Тема несостоявшегося побега в ИГИЛ Варвары Карауловой не перестает раскручиваться СМИ, заодно продолжают тиражироваться уже укоренившиеся в обществе мифы, из которых мы не можем выбраться со времен 1990-хгг, - об имманентной агрессивности ислама и о хиджабе как маркере террористок.
Это тема распадается на несколько тем, которые подлежат тщательному анализу, – это радикализация русских мусульман и гендерный аспект радикальных исламских движений.
Проблематика радикальных русских мусульман уже давно известна, назову лишь такие имена, как Саид Бурятский, Павел Косолапов, Мария Погорелова и Виталий Раздобудько. И это превращается уже в тенденцию. Однако сама тема перехода русских в ислам не должна вызывать подобного ажиотажа – переход из одной веры в другую существует с тех самых пор, когда государства стали завоевывать друг друга, а люди стали открывать для себя новые земли через путешествия, образование и торговлю. Буддисты становятся мусульманами, католики – православными, а где-то появляется неоязычество. Таковы реалии современного мира.
Северный Кавказ в этом плане – регион динамичный, здесь идут не только процессы исламизации. Сегодня, если бы велась и стала открытой статистика перехода мусульман Северного Кавказа в Свидетели Иеговы, она, уверяю вас, была бы шокирующей.
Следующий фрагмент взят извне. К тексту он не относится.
Issue #14406, opened 2025-02-14
🍱 Talk Dashboard


nickvergessen:
### How to use GitHub

* Please use the 👍 [reaction](https://blog.github.com/2016-03-10-add-reactions-to-pull-requests-issues-and-comments/) to show that you are interested into the same feature.
* Please don't comment if you have no relevant information to add. It's just extra noise for everyone subscribed to this issue.
* Subscribe to receive notifications on status change and new comments.

---

### Ref
- https://github.com/nextcloud/spreed/issues/13975

### Tracking issues
- API https://github.com/nextcloud/spreed/issues/14407
- Frontend https://github.com/nextcloud/spreed/issues/14408

nickvergessen:
- "Quick RSPV"

nickvergessen:
MVP (backend)

- Upcoming events
	- Go via CalDAV
	- filter by location field to get rooms that are relevant
- New table for recent (i. e. past) calls:
	- Start / end
	- has_recording
	- has_shared_recording
	- recording file_id
	- has_transcription
	- etc

miaulalala:
Nimisha's draft from 2025/04/10

![Image](https://github.com/user-attachments/assets/c3af0d47-1c23-46a0-8536-94cef6284c36)

## Needed data
- [ ] Calendar Name
	- [ ] If multiple, use "Personal" or highest permission first
- [ ] Calendar Colour
	- [ ] If multiple, use "Personal" or highest permission first
- [ ] Name of calendar event
- [ ] Times:
	- [ ] Start and end time 
	- [ ] Elapsed call time
- [ ] Room Token
- [ ] Room Avatar Version
- [ ] Room Name
- [ ] Room Display Name
- [ ] Room Type
- [ ] Room Active Since (for Ongoing + elapsed time)
	- If clients have room in room list, use the values from that (more accurate) 
- [ ] Description of calendar event
- [ ] Calendar attachment data
	- Ex: `ATTACH;FMTTYPE=image/jpeg;FILENAME=/Alice.jpg;X-NC-FILE-ID=123;X-NC-HAS-PR
EVIEW=true:/index.php/f/123`
- [ ] Event attendees
	- [ ] Count attendees by partstat, return count for accepted, tentative, declined, needs action
	- [ ] For 1:1 ignore self
- [ ] Calendar event link (Calendar app link)

Participant check should take into account if room is open / public and should also return rooms that participant hasn't joined yet but are public

## Change requests for Design
[...]

PR #14522, opened 2025-02-28
fix(Views): migrate to ts

DorraJaouad:
### ☑️ Resolves

* Prerequisite to #14406 

### 🏁 Checklist

  - [ ] Firefox
  - [ ] Safari
  - [ ] Talk Desktop


src/env.d.ts
```diff
@@ -20,6 +20,10 @@ declare global {
 			setValue: (app: string, key: string, value: string | number | boolean, options?: { success?: () => void, error?: () => void }) => void,
 		},
 	}
+	module '*.svg?raw' {
+		const content: string
+		export default content
+	  }
```
ShGKme, line 26:
```suggestion
		const content: string
		export default content
}
```

src/router/router.ts
```diff
@@ -76,5 +76,5 @@ export default new Router({
 			component: CallView,
 			props: true,
 		},
-	],
+	]
```
ShGKme, line 79:
```suggestion
	],
```

src/views/WelcomeView.vue
```diff
@@ -23,93 +15,76 @@ import NcLoadingIcon from '@nextcloud/vue/dist/Components/NcLoadingIcon.js'
 import EmptyView from '../components/EmptyView.vue'
 
 import IconTalk from '../../img/app-dark.svg?raw'
+import { useStore } from '../composables/useStore.js'
+import Router from '../router/router.ts'
```
ShGKme, line 19: Instead of direct import, `useRouter` should be user in Composition API, same as `this.$router` in Options API

src/views/WelcomeView.vue
```diff
@@ -23,93 +15,76 @@ import NcLoadingIcon from '@nextcloud/vue/dist/Components/NcLoadingIcon.js'
...
+			params: { token: newConversation.token },
+		})
+	} catch (error) {
+		showError(t('spreed', 'Error while joining the conversation'))
+		console.error(error)
+		Router.push({ name: 'notfound' })
 	}
 }
+
+watch(callUser, (newCallUser) => {
```
Antreesy, line 75: RFC: instead, Router navigation guard can be used: https://router.vuejs.org/guide/advanced/composition-api.html#Navigation-Guards

This could  provide us more opportunities, e.g. prevent navigation and show input dialog like "You don't have a conversation with this person yet. Do you like to write your first message?" before creating

src/views/MainView.vue
```diff
@@ -27,74 +16,57 @@ import PollViewer from '../components/PollViewer/PollViewer.vue'
...
-	mounted() {
-		const handleRouteHashChange = (token, route) => {
-			if (route?.hash === '#direct-call') {
-				emit('talk:media-settings:show')
-				Router.replace({ ...route, hash: '' })
-			} else if (route?.hash === '#settings') {
-				emit('show-conversation-settings', { token })
-				Router.replace({ ...route, hash: '' })
-			}
+onMounted(() => {
```
Antreesy, line 42: Works without hook as well
```suggestion
```

src/views/MainView.vue
```diff
@@ -2,21 +2,10 @@
   - SPDX-FileCopyrightText: 2019 Nextcloud GmbH and Nextcloud contributors
   - SPDX-License-Identifier: AGPL-3.0-or-later
 -->
+<script lang="ts" setup>
+import { computed, defineProps, onMounted, watch } from 'vue'
```
Antreesy, line 6:
```suggestion
import { computed, watch } from 'vue'
```

src/views/WelcomeView.vue
DorraJaouad: We are using Vue Router 3 still, and `useRouter` is only available from Vue Router 4.

src/env.d.ts
```diff
@@ -21,6 +21,11 @@ declare global {
 		},
 	}
 
+	module '*.svg?raw' {
+		const content: string
+		export default content
+	}
```
ShGKme, line 27:
```suggestion
	declare module '*.svg?raw' {
		const content: string
		export default content
	}
```

src/views/WelcomeView.vue
ShGKme:
```suggestion
import { useRouter } from 'vue-router/composables'
```

- Source: https://github.com/vuejs/vue-router/blob/v3.6.5/src/composables/globals.js
- Export: https://github.com/vuejs/vue-router/blob/v3.6.5/package.json#L37

src/env.d.ts
ShGKme: Without `declare` it's implementation and suppsed to be compiled to
```ts
"use strict";
var '*.svg?raw';
(function ('*.svg?raw') {
    const content;
    export default content;
})('*.svg?raw' || ('*.svg?raw' = {}));

```

src/views/MainView.vue
```diff
@@ -27,74 +13,43 @@ import PollViewer from '../components/PollViewer/PollViewer.vue'
...
-				Router.replace({ ...route, hash: '' })
-			} else if (route?.hash === '#settings') {
-				emit('show-conversation-settings', { token })
-				Router.replace({ ...route, hash: '' })
-			}
-		}
-
-		handleRouteHashChange(this.token, Router.currentRoute)
-		Router.afterEach((to) => handleRouteHashChange(this.token, to))
-	},
```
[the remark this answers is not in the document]
DorraJaouad: I misunderstood Maksim, it's still there

src/views/WelcomeView.vue
```diff
@@ -23,93 +16,57 @@ import NcLoadingIcon from '@nextcloud/vue/dist/Components/NcLoadingIcon.js'
 import EmptyView from '../components/EmptyView.vue'
 
 import IconTalk from '../../img/app-dark.svg?raw'
+import { useStore } from '../composables/useStore.js'
 
-export default {
-	name: 'WelcomeView',
+const store = useStore()
+const Router = useRouter()
```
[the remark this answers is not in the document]
DorraJaouad: I knew you will see it :D

src/views/MainView.vue
```diff
@@ -27,74 +17,60 @@ import PollViewer from '../components/PollViewer/PollViewer.vue'
...
+			next({ ...route, hash: '', name: route.name ?? undefined })
+		} else {
+			next()
 		}
+	}
+
+	handleRouteHashChange(store.state.token, to)
+})
 
-		handleRouteHashChange(this.token, Router.currentRoute)
```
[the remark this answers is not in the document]
ShGKme: Alternative - move it from this component to a more relevant place, so we don't need to wonder if `emit` works here or not.

ShGKme (approved):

Поэтому проблема не в том, что русские становятся мусульманами, проблема в том, что делает их радикалами.
Есть много примеров, когда русские ребята, приняв ислам, не становятся радикалами: они вливаются в умму, создают крепкие семьи, работают, занимаются наукой, некоторые стали публичными фигурами – почему об этих примерах в наших СМИ (за исключением специализированных СМИ, ориентированных на мусульман) ничего нет?
Что касается истории с Варварой Карауловой и публичного ажиотажа – ее нюансы еще предстоит проанализировать. По моему интуитивному ощущению, ни в какие ряды радикалов она вступать не собиралась, а скорее всего «убежала замуж». Мне кажется, что источником всего стала love story, закрутившаяся у неискушенной замкнутой отличницы с харизматичным мусульманином.
В тени этой раскрученной истории оказались другие, действительно трагичные. Сегодня уже десятки девушек из республик восточного Кавказа тайно убегают в Сирию или ИГИЛ на джихад. Сегодня появились сообщения о Фатиме Джамаловой, студентке Питерского Педиатрического университета, все же уехавшей в Сирию. Но по большому счету об этой проблеме никто не пишет, даже не называя имен и всех вовлеченных действующих лиц.
Конечно, свою роль играет закрытость кавказского общества: когда дело касается семьи и семейных проблем, такие случаи стараются не афишировать. Опасаясь, что в ограниченном пространстве, где все всегда все знают, будет слишком много пересудов и слишком много злорадства.
И спецслужбы, и общественные организации, особенно женские, не раз помогали возвращать девушек, уже находящихся в пути, в Турции или в какой-то европейской стране. Не так давно я разговаривала с женщиной из Чечни, которая сумела уговорить вернуться такую девушку, уже успевшую добраться до Франции.
И это – девушки отнюдь не из люмпенизированных слоев общества, которым радикальный джамаат дает материальную и психологическую поддержку, иллюзию востребованности.
Нет, это девушки из хороших семей, некоторые даже – дочери высокопоставленных региональных чиновников, отличницы, выпускницы престижных вузов, участницы различных студенческих проектов.
Что, кто и как их мотивирует, что приводит в ряды радикалов? Чего им не хватает в их сытой и спокойной жизни, где есть разнообразие возможностей (например, учиться в лучших вузах страны) и гарантированная защищенность семьей от всех проблем – от бытовых до финансовых? Почему радикальный проект оказывается для них предпочтительным?
Это – вопрос вопросов не только современной антиэкстремистской политики и практики на Северном Кавказе, это вопрос не отдельной семьи, это касается нас всех.